I just lay mine in the jet sled.


----------



## jonesy16 (Sep 19, 2011)

Talk to shi kid, his dad makes custom gun holders.


----------



## LooksMoosey (Aug 29, 2015)

SRB waterfowl field rest is nice or I just lay it in the jet sled


----------



## stackemup (Oct 31, 2011)

I have the Banded gun stands. Seem to work fine. Fold up nice, and are fairly durable.


----------



## Lamarsh (Aug 19, 2014)

jonesy16 said:


> Talk to shi kid, his dad makes custom gun holders.


I hear he leaves them in the field from time to time, maybe I can get lucky and find one lol


----------



## Lamarsh (Aug 19, 2014)

stackemup said:


> I have the Banded gun stands. Seem to work fine. Fold up nice, and are fairly durable.


I hope they are made better than the clothing they make. Got one season out of my coat. Returned a pair of waders I bought from them because of how poorly they were made.


----------



## Lamarsh (Aug 19, 2014)

Tail-Chaser said:


> I just lay mine in the jet sled.


My dog has a tendency to swamp jet sleds lol


----------



## stackemup (Oct 31, 2011)

Lamarsh said:


> I hope they are made better than the clothing they make. Got one season out of my coat. Returned a pair of waders I bought from them because of how poorly they were made.


I am not too easy on things. I also have 2 teenagers, and the 3 I bought are still going strong after 3 seasons. I figure they don't owe me anything now.


----------



## UplandnWaterfowl (Jan 3, 2010)

stackemup said:


> I have the Banded gun stands. Seem to work fine. Fold up nice, and are fairly durable.


+1 on the Banded gun stand, bought 2 of them a couple years ago and they have worked out great in all situations from dry ground to standing in waist deep water because of how you can adjust them. Also, folds up nice for transport in the sled or boat. I like how I can position the gun in front of me, right side up so that when the birds come there is very little movement to grab the gun and be ready.


----------



## babs2699 (Nov 10, 2011)

Lamarsh said:


> I'm growing tired of worrying about my shotgun all the time while duck hunting. What is everybody using for a marsh stand for their gun? Any worthwhile retail options? Any good DIY projects that don't involve too much welding and engineering skills? This thread has been up before, but it seems many guys are changing what they use, modifying old designs, etc, so I figured it was worth bringing back up.

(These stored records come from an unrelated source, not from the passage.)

PR #548, opened 2023-08-31
fix(data-formats): fixes redundant pattern matching

7flying:
There has been a new clippy update, which has triggered new warnings, this fixes those warnings to unblock PRs.


runcom:
cherry-picked in https://github.com/fedora-iot/fido-device-onboard-rs/pull/547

bought a StikNtheMud a few years ago adjustable comes with a carrying case with strap 35 bucks shipped ! it works its pretty light !


----------



## Swamp Boss (Mar 14, 2003)

I can't load the pic of the grill I mounted to the shepherds hook but that added another way to be doing something else when a duck lights into the spread! Marsh brats!


----------



## Fishman95 (Jan 25, 2015)

Have you guys never heard of gun slings?


----------



## Lamarsh (Aug 19, 2014)

Fishman95 said:


> Have you guys never heard of gun slings?


Yep, but we're talking about marsh stands.


----------



## Pat P (Nov 19, 2013)

Fishman95 said:


> Have you guys never heard of gun slings?


I have always used a gun sling, but I am getting ready to hunt a spot where holes are just under the top of my waders and its a bit too deep to have the gun on my back. I need a spot to set the gun where the dog wont kick it while I set the spread.


----------



## Lamarsh (Aug 19, 2014)

Pat P said:


> I have always used a gun sling, but I am getting ready to hunt a spot where holes are just under the top of my waders and its a bit too deep to have the gun on my back. I need a spot to set the gun where the dog wont kick it while I set the spread.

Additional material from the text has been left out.